Calculate width and height of a rectangle, given its diagonal and ratio
Suppose that the unknown width and height are $x$ and $y$, and you’re given a diagonal $d$ and a ratio $m:n$ of width to height. That ratio means that the width is $\frac{m}{n}$ times the height, so you know that $x=\frac{m}{n}y$. You get a second relationship between $x$ and $y$ from the Pythagorean theorem: $x$, $y$, and $d$ are the lengths of the two legs and the hypotenuse of a right triangle, so $x^2+y^2=d^2$.
Now substitute $\frac{m}{n}y$ for $x$ in this second equation to get $\displaystyle\left(\frac{m}{n}y\right)^2 + y^2 = d^2$. Simplifying this, you get in turn: $$\frac{m^2}{n^2}y^2 + y^2 = d^2,$$ $$\left(\frac{m^2}{n^2}+1\right)y^2 = d^2,$$ $$\left(\frac{m^2+n^2}{n^2}\right)y^2=d^2,$$ and $$(m^2+n^2)y^2=d^2n^2.$$ Finally, solve for $y$: $\displaystyle y^2 = \frac{d^2n^2}{m^2+n^2}$, so $y=\displaystyle\frac{dn}{\sqrt{m^2+n^2}}$.

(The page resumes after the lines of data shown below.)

PR #34, opened 2021-09-24
Fix jax update errors

DanPuzzuoli:
### Summary

Fixing testing errors as a result of JAX update.

Current changes:
- Added `Array` wrapping to args of `assertAllClose` in the base test class. `jax.numpy` will now raise errors if things like lists are passed into most functions, so this wrapping is now necessary.
- Removed automatic array wrapping for `t_span` in `solve_lmde` and `solve_ode`. This fixed tests in `test_jax_transformations` which utilize these function. JAX is I think now more aggressive with turning things into tracers, and in these tests we were expecting these to be static. This wrapping was totally superfluous anyway as each solver handled things on its own.
    - This fixed some errors but broke other things - turns out it was due to some underlying solver functions assuming `t_span` was an `Array`, so they did `t_span.data` automatically. Removed those and those errors are fixed.
- There is a problem with the `dispatch.wrap` - not sure what it is. I was able to fix some tests by modifying the `jax_odeint` function so that everything passed to the jax solver is either a JAX array (not an `Array`) or only returns jax arrays.
     - Edit: This statement is wrong but keeping it here because we may want to undo these changes later.

### DIFF
--- a/docs/tutorials/jax_backend_demo.ipynb
+++ b/docs/tutorials/jax_backend_demo.ipynb
@@ -3,6 +3,8 @@
   {
    "cell_type": "code",
    "execution_count": 1,
+   "metadata": {},
+   "outputs": [],
    "source": [
     "from matplotlib import pyplot as plt\n",
     "import numpy as np\n",
@@ -10,22 +12,22 @@
     "from qiskit_dynamics import solve_lmde\n",
     "from qiskit_dynamics.signals import Signal\n",
     "from qiskit_dynamics.models import HamiltonianModel"
-   ],
-   "outputs": [],
-   "metadata": {}
+   ]
   },
   {
    "cell_type": "markdown",
+   "metadata": {},
    "source": [
     "# In this demo\n",
     "\n",
     "We show how `qiskit_dynamics` can be used with the `jax` backend to perform transformations like just-in-time compiling and gradient computation."
-   ],
-   "metadata": {}
+   ]
   },
   {
    "cell_type": "code",
    "execution_count": 2,
+   "metadata": {},
+   "outputs": [],
    "source": [
     "from qiskit_dynamics import dispatch\n",
     "from qiskit_dynamics.dispatch import Array\n",
@@ -42,13 +44,16 @@
     "def gaussian(amp, sig, t0, t):\n",
     "    # Note: to enforce using the jax backend for the computation of the gaussian, wrap the\n",
     "    # input to the numpy function in an Array\n",
-    "    return amp * np.exp( -Array((t - t0)**2 / (2 * sig**2)))"
-   ],
-   "outputs": [],
-   "metadata": {}
+    "    amp = Array(amp)\n",
+    "    sig = Array(sig)\n",
+    "    t0 = Array(t0)\n",
+    "    t = Array(t)\n",
+    "    return amp * np.exp( -(t - t0)**2 / (2 * sig**2))"
+   ]
   },
   {
    "cell_type": "markdown",
+   "metadata": {},
    "source": [
     "# 1. `jit`: Just-in-time compiling a parameterized simulation\n",
     "\n",
@@ -57,12 +62,21 @@
     "- Simulating a system over a range of model parameters\n",
     "\n",
     "One way to do this is the following. First, construct a model with just operators."
-   ],
-   "metadata": {}
+   ]
   },
   {
    "cell_type": "code",
    "execution_count": 3,
+   "metadata": {},
+   "outputs": [
+    {
+     "name": "stderr",
+     "output_type": "stream",
+     "text": [
+      "WARNING:absl:No GPU/TPU found, falling back to CPU. (Set TF_CPP_MIN_LOG_LEVEL=0 and rerun for more info.)\n"
+     ]
+    }
+   ],
    "source": [
     "#####################\n",
     "# construct operators\n",
@@ -81,20 +95,11 @@
     "#####################################\n",
     "\n",
     "hamiltonian = HamiltonianModel(operators=operators)"
-   ],
-   "outputs": [
-    {
-     "output_type": "stream",
-     "name": "stderr",
-     "text": [
-      "WARNING:absl:No GPU/TPU found, falling back to CPU. (Set TF_CPP_MIN_LOG_LEVEL=0 and rerun for more info.)\n"
-     ]
-    }
-   ],
-   "metadata": {}
+   ]
   },
   {
    "cell_type": "markdown",
+   "metadata": {},
    "source": [
     "Next, define a function which takes the simulation input parameters and outputs the results. In this case, we parameterize a gaussian drive pulse, set it into the model, then solve and return the results.\n",
     "\n",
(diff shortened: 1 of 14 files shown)


DanPuzzuoli:
Just fixed some tests that were failing due to the following:
```
a + b
```
will raise an error if `a` is a JAX `DeviceArray` and `b` is an `Array`, as this gets passed directly to a binary operation function in JAX which will check the types. 

On the other hand:
```
b + a
```
will work because in the above `b` will control how addition is handled, and the `Array` wrapping is undone before being passed to JAX.

DanPuzzuoli:
Another test is currently failing due to the previous comment, but where raw `DeviceArray` is appearing because, for an `Array` `c`:

```
a, b = np.linalg(c)
```

`a` and `b` will be `DeviceArray`s instead of `Array`s. Is this expected behaviour?

DanPuzzuoli:
Another thing that I _think_ is strange is: I have a function `f` that takes in and returns `Array`. If I do `jit_wrap = wrap(jit, decorator=True)`, `jit_wrap(f)` doesn't work, but if I do `jit_wrap(wrap(f))` it works.

DanPuzzuoli:
Related to the binary operations issues:

It seems that a large number of the errors were due to a few lines in `RotatingFrame` of the form:
```
np.exp(t * self.frame_diag)
```

In the above we don't wrap `t` to avoid `Array` overhead in the numpy case, in which `self.frame_diag` will be a standard `np.ndarray`. However, in the jax case, `self.frame_diag` is an `Array`, and during jax tracing `t` will be some tracer. The above multiplication fails in this case because the tracer controls the binary operation. Changing the above line to:
```
np.exp(self.frame_diag * t)
```
fixes the error. 

I can't decide if this is very sketchy or not.

DanPuzzuoli:
Fixed errors in signal algebraic operations - they were also of the form `a + b` for `a` being a jax array type and `b` being an `Array`.

DanPuzzuoli:
Just "fixed" the final error:
- The JAX update made it so that calls to `rotating_wave_approximation` cannot be included in JAX-transformable functions.
- This in itself is actually fine: the outputs of `rotating_wave_approximation` can still be used in JAX-transformable functions, and this is by far the most important thing with with this function. (It was simply a nice "bonus" initially when `rotating_wave_approximation` was being written that this could be transformed.)
- To "fix" this error, I just rewrote the erroring test to verify that the outputs of `rotating_wave_approximation` can be used in transformable functions, rather than `rotating_wave_approximation` itself.
- I've added a corresponding note in the documentation for `rotating_wave_approximation` indicating this limitation. 

Still to do:
- Add a similar note to `Solver` - depending on the arguments to the init of `Solver`, `rotating_wave_approximation` may be used. The above means that a `Solver` cannot be constructed within a function that a user wants to JAX-transform _if_ they are also specifying a cutoff frequency.

While the above isn't particularly problematic (it's a well-defined limitation that we can document) it does indicate that new subtleties have been introduced for `dispatch`/`Array` when it comes to controlling "static" arrays within JAX transformations. JAX is now _always_ turning `jax.numpy.array` types into tracers when doing transformations, even if those  arrays are the result of "static" computations (i.e. they haven't yet come into contact with anything being influenced by the inputs to the function). Hence, it means we should be even more careful with when we wrap things in an `Array`. 

For example: 
- If `dispatch.default_backend() == 'jax'`, within `jit`, the line `Array(np.array([1., 2.]))` will turn the internal array into a JAX array, and therefore it will automatically become a JAX-tracer on the spot, even though it is completely "concrete".
- I don't think this used to be the case: the error in the `rotating_wave_approximation` jit test was due to a tracer appearing in a place where a concrete type was expected based on the fact that the variable is "concrete" in the above sense.

I'm not sure what the right lesson to take from this is in terms of usage and behaviour of `dispatch`. This is somewhat tricky, but at least its unambiguous.

DanPuzzuoli:
Okay this PR is ready for review.

It seems like all sources of errors were due to the one of the following (which are indicated in the JAX release notes):
- `jax.numpy` functions are now much more strict about input types. Seems like they must be either JAX array types or numpy arrays. E.g. lists are no longer valid, but more annoyingly `Array` is no longer valid. One realization of this is in the form of binary operations:
    - `a + b` will raise an error if `a` is a jax array-type and `b` is an `Array`, however
    - `b + a` will _not_ raise an error, as in this case `b.__add__` is used (the `Array` version).
- When `jax.jit` or other transformations are being used, JAX will turn absolutely everything JAX touches into tracers. I.e. while jitting, the outputs of all `jax.numpy` functions (including `jax.numpy.array`) will be tracers, even if all of the inputs are "static" with respect to the transformation (i.e. it isn't actually affected by one of the arguments of the function being transformed). To be honest I'm not 100% sure if this was already the case and I had just misinterpreted some aspects of JAX tracing, but in any case something of this form was causing errors.
    - For example, there were some parts of the code in which essentially this was happening: `Array(Array(x), backend='numpy')` (not this line literally but, `x` is turned into an `Array` and at some point later, into an `Array` that is explicitly numpy-backed). If the default backend was JAX, the first `Array` call would turn `x` into jax array, and then the outer `Array` call would turn it into a numpy array. 
    - The tests involving jitting this code now raises the error that `nump.array` is being called on a tracer, but it didn't use to. In the tests, `x` was "static", in the sense that at the point in which the above occurred, `x` didn't come into contact with any of the arguments of the function being transformed. Hence, I _believe_ in the previous JAX version, it was no problem to call `numpy.array` on `x` after it was explicitly turned into a `jax.numpy.array`, as it didn't get turned into a tracer. However, now that everything does, this raises an error.

Changes to fix the errors resulting from above:
- There are a ton of small changes to fix errors of the first type. A lot of it is just adding or removing `Array` wrapping in various places, or even changing the order of things in certain binary operations.
- For errors resulting from the second change:
    - Removed some unnecessary early wrapping on `t_span` in `solve_ode` and `solve_lmde`. If `t_eval` is set, then `t_span` can't be compiled over and needs to be turned into a `numpy.array` (this is something we could in principle change but for now, the way our special time-argument-merging code is written is not JAX-compatible). Originally, `solve_ode` and `solve_lmde` automatically wrapped `t_span` in an `Array`, but if JAX is the default backend this was causing problems later `t_span` was converted back to a `numpy.array`.
         - In terms of functionality of dynamics this changes nothing, as the inability to compile over this arrangement of parameters was known/expected, and "intended" in the sense that an explicit choice was made to write the code in this way.
     - `rotating_wave_approximation` can no longer be compiled over. This is a "deeper error" than the previous one as it has to do with how the `Signal` classes use `Array` on their frequencies/phases, which depends a lot on my assumptions about how JAX/dispatch works, which have been made somewhat invalid by the recent changes.
          - In the end this isn't really a problem: I wasn't even expecting `rotating_wave_approximation` to be compilable when it was first written, and it was just a nice bonus that it was. This ultimately doesn't affect any "intended" modes of use of anything.
          - I've added documentation to `rotating_wave_approximation` to indicate that it can't be compiled over, however its outputs _can_ (which is the most important thing). I.e. you can transform a model, then use the model in jax-transformable functions (including updating signals), but you just can't do the whole RWA within a JAX-transformable function.
          - I've also added documentation to `Solver` to indicate that it can't be constructed within a JAX-transformable function if `rwa_cutoff_freq` is specified, but that any instance can be used as normal within a JAX-transformable function.

chriseclectic (approved):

Once you have a numerical value for $y$, you can plug it into $x=\frac{m}{n}y$ to get a value for $x$.
(Or you can do that symbolically: $\displaystyle x=\frac{m}{n}\cdot \frac{dn}{\sqrt{m^2+n^2}} =$ $\displaystyle\frac{dm}{\sqrt{m^2+n^2}}$.)